== YOUR GOAL ==
Find each line below containing the word "yaml" and copy it.

[Dataset entries]
===
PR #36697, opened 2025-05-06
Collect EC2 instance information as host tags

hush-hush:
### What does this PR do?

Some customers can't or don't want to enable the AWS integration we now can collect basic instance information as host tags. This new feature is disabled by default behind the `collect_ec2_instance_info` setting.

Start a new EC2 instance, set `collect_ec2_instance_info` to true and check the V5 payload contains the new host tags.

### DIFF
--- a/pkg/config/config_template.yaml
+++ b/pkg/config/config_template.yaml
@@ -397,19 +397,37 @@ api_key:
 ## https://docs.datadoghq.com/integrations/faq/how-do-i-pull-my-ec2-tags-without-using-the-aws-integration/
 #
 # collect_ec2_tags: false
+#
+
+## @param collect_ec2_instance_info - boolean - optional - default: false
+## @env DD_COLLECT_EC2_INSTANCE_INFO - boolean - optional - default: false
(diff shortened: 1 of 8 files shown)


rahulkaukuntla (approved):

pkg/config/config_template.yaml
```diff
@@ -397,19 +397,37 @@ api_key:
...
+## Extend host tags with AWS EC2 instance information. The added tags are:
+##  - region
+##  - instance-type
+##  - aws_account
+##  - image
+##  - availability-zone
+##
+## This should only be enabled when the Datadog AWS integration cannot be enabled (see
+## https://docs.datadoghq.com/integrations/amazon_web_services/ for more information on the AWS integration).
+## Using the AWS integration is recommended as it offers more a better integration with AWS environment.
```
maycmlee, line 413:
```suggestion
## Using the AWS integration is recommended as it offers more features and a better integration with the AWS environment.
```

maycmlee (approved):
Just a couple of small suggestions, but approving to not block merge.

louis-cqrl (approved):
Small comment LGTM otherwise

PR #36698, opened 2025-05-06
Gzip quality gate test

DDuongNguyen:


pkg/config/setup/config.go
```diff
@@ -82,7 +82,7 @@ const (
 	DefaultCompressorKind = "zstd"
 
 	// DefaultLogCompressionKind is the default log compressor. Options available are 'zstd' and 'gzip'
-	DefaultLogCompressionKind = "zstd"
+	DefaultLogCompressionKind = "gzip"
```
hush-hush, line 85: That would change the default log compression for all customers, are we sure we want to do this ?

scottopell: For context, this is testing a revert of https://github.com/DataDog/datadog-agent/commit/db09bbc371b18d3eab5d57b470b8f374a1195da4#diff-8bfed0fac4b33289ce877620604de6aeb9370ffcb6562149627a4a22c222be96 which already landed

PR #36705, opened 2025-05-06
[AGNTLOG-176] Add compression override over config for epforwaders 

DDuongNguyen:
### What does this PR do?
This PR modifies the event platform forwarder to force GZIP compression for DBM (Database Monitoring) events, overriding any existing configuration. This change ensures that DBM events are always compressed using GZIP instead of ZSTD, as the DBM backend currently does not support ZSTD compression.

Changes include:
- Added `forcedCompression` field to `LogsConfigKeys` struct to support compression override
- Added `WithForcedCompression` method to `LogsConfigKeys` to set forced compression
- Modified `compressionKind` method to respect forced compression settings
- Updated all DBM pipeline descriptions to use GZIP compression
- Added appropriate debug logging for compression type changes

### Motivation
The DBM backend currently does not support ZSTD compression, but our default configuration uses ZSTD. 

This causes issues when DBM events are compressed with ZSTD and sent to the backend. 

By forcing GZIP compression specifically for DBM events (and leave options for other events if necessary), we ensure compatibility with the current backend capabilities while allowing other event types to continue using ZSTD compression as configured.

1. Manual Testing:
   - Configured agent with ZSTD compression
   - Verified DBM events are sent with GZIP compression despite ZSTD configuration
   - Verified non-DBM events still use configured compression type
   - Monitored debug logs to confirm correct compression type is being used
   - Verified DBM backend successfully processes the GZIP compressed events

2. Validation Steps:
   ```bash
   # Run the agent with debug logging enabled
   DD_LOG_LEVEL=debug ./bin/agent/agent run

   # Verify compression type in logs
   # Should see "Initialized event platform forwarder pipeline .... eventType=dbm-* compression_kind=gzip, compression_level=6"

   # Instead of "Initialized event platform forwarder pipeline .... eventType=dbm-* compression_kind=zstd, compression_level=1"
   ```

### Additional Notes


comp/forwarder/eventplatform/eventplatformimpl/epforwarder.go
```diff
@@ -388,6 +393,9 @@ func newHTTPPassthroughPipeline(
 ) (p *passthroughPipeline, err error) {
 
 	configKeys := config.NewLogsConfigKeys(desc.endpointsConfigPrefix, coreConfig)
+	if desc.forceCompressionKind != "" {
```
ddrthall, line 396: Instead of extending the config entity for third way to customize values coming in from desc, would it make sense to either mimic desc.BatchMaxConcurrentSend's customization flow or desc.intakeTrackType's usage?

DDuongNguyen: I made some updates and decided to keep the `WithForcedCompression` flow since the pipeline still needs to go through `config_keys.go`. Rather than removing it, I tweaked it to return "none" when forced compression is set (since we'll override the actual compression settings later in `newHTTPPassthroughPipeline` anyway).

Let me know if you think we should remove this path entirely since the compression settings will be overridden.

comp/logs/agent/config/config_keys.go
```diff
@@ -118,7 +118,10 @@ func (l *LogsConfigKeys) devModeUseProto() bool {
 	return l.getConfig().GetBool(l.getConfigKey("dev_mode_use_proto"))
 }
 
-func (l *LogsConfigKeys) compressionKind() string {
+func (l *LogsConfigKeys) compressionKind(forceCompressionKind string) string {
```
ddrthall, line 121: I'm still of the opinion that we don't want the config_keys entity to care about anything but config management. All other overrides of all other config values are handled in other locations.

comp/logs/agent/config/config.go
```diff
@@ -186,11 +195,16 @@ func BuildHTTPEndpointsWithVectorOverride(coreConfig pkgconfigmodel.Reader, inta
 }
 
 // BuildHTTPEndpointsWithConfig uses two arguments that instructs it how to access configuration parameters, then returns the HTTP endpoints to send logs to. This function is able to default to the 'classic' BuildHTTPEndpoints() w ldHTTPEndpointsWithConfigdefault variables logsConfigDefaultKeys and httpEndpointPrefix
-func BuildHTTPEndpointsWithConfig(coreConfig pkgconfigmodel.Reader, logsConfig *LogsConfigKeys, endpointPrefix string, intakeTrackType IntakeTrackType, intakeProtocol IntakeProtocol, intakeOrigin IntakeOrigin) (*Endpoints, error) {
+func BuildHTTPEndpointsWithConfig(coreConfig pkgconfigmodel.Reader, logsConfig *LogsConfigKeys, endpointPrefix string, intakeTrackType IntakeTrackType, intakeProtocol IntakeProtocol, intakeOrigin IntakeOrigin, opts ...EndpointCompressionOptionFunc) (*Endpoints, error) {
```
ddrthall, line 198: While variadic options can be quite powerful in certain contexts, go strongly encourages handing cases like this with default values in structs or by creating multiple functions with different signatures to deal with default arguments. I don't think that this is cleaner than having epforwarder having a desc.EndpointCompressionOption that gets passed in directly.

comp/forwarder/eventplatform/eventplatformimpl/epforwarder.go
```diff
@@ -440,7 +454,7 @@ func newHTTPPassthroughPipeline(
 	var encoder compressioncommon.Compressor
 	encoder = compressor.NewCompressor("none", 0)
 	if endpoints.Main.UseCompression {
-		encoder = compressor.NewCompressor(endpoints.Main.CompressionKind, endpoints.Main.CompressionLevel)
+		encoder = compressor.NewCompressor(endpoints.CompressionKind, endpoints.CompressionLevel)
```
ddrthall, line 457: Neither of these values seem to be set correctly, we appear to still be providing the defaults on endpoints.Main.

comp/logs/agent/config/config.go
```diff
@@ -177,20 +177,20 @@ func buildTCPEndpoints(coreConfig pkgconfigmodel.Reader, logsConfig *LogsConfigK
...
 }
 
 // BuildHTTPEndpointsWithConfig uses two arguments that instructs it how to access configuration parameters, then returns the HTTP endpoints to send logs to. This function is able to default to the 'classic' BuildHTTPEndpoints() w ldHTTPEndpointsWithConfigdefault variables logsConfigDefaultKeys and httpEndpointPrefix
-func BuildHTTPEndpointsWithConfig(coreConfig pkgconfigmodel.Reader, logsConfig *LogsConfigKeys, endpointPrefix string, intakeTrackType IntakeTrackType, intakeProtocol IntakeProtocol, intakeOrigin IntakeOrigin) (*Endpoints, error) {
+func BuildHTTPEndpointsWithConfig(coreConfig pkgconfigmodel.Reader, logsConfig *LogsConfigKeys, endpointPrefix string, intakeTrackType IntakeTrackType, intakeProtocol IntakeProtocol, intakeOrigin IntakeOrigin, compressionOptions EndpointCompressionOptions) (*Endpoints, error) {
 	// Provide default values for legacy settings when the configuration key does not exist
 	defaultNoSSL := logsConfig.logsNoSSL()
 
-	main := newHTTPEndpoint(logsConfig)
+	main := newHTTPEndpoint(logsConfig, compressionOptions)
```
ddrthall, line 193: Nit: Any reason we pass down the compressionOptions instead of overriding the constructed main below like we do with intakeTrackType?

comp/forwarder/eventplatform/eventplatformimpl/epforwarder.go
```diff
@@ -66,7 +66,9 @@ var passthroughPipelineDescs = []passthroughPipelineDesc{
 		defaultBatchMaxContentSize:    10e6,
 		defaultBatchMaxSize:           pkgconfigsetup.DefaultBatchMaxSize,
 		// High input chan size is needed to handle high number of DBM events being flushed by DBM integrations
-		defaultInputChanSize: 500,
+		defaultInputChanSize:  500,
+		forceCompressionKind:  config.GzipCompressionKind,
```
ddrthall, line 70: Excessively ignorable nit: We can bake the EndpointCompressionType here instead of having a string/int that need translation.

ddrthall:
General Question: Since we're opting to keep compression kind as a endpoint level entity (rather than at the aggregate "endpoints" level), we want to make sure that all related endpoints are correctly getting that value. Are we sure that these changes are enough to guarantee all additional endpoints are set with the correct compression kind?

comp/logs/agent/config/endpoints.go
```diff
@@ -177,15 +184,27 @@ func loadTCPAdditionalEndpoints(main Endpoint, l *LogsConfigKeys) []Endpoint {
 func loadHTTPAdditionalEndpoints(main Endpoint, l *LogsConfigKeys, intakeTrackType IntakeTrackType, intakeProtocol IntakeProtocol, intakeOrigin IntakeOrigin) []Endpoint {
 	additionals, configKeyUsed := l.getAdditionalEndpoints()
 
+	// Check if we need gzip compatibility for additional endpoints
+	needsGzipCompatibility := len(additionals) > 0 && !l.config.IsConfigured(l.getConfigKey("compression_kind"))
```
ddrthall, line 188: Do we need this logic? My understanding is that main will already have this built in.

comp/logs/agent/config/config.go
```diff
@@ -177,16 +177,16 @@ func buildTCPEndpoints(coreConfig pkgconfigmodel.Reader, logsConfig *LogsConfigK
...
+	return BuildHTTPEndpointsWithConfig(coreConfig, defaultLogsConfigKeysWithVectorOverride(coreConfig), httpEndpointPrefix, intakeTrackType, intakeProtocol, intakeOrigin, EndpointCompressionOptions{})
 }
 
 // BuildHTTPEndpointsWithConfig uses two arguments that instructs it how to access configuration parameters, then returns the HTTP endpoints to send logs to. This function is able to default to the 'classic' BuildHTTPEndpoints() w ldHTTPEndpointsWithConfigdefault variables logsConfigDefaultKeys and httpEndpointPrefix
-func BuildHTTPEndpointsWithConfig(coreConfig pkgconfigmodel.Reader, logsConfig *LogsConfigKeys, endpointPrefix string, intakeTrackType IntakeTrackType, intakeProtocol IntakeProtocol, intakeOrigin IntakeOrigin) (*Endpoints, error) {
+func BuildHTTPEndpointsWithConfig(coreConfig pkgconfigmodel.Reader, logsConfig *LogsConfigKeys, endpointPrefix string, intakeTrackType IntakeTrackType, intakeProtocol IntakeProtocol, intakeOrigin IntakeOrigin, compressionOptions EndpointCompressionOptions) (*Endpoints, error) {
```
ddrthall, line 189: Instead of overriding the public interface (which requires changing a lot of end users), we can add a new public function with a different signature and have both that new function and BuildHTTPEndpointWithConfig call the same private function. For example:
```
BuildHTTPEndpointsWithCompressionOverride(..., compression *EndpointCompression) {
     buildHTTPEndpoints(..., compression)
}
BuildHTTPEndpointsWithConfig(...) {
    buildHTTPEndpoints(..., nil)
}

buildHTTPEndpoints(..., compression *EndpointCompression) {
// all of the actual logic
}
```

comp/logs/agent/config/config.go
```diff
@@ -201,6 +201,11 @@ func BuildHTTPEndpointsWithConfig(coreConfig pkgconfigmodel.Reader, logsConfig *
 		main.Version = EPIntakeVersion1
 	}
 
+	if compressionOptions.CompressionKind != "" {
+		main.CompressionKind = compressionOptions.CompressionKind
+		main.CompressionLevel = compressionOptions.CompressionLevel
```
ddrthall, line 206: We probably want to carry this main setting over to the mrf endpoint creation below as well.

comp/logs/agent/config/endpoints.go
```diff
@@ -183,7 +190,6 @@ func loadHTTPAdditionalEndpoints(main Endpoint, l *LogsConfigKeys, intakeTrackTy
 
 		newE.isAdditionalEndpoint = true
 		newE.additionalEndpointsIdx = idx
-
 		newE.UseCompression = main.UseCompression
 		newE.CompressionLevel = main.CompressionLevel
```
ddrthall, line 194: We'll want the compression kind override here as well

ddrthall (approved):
===
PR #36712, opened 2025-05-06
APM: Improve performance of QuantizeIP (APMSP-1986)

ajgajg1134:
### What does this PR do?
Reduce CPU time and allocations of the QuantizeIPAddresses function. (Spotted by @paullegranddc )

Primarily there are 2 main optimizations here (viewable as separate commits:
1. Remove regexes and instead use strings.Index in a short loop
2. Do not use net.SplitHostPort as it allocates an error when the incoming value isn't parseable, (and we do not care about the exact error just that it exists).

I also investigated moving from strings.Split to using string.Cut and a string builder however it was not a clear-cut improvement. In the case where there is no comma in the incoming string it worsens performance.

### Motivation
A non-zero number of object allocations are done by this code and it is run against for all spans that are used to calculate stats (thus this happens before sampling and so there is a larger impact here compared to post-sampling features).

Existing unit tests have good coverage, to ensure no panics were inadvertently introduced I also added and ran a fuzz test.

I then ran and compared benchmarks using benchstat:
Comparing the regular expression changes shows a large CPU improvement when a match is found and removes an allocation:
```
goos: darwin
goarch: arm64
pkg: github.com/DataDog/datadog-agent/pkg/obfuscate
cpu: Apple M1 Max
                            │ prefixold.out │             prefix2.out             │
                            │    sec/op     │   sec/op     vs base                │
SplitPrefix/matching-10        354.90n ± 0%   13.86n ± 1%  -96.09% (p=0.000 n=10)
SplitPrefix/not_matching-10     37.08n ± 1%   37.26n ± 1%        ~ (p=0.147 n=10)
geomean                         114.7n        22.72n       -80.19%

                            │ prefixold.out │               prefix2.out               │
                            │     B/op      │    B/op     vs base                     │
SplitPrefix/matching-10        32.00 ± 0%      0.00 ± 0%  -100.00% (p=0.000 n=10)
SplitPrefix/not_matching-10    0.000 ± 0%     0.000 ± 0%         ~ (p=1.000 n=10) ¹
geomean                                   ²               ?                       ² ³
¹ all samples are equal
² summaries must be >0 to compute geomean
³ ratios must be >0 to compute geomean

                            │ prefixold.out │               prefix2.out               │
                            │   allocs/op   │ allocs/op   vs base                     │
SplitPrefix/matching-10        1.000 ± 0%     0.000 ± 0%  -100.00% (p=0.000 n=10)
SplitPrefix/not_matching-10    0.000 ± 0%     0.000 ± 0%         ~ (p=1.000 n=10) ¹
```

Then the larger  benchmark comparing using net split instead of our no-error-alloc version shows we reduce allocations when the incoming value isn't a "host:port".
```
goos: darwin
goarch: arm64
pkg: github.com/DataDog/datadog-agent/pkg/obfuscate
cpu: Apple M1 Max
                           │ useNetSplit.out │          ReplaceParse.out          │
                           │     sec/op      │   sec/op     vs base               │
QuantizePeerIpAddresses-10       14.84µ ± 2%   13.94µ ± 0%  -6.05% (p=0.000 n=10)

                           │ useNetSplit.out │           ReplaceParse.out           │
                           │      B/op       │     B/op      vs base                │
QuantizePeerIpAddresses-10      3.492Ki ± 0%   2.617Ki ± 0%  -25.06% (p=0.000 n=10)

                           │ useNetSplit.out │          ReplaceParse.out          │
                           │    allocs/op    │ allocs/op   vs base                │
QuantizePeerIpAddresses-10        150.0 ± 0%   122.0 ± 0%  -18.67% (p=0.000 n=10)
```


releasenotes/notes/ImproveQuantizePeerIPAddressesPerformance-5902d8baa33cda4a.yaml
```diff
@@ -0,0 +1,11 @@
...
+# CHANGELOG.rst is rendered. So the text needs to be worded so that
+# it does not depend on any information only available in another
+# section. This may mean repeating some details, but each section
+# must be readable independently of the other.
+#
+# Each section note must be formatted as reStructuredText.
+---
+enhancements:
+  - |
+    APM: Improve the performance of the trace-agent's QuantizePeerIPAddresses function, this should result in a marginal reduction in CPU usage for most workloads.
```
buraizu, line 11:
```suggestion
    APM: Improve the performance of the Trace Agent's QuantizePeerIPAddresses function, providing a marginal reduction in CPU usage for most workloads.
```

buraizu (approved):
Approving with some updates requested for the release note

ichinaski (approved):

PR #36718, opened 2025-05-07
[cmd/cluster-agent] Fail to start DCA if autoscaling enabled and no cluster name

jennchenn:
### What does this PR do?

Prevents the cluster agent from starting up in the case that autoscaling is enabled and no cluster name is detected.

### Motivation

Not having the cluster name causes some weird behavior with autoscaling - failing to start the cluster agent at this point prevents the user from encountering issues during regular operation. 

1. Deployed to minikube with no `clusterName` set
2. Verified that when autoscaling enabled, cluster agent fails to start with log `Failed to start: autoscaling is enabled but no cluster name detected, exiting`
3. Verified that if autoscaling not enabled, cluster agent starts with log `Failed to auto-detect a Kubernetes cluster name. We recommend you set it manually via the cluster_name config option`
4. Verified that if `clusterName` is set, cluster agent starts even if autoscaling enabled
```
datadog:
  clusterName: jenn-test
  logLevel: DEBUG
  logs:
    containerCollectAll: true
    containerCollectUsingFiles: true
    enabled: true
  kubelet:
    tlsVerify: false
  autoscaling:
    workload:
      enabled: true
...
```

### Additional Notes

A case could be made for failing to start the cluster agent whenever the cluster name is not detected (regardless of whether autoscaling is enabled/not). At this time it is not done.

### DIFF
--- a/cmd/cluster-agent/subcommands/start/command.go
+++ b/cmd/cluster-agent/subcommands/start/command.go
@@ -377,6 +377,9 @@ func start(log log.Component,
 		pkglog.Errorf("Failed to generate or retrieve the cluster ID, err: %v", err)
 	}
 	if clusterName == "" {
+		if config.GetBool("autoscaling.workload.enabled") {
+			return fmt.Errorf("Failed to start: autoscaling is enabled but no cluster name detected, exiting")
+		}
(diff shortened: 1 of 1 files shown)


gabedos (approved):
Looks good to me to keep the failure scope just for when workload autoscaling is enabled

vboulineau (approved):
===
== ANSWER TO THIS TASK ==
--- a/pkg/config/config_template.yaml
+++ b/pkg/config/config_template.yaml
pkg/config/config_template.yaml
releasenotes/notes/ImproveQuantizePeerIPAddressesPerformance-5902d8baa33cda4a.yaml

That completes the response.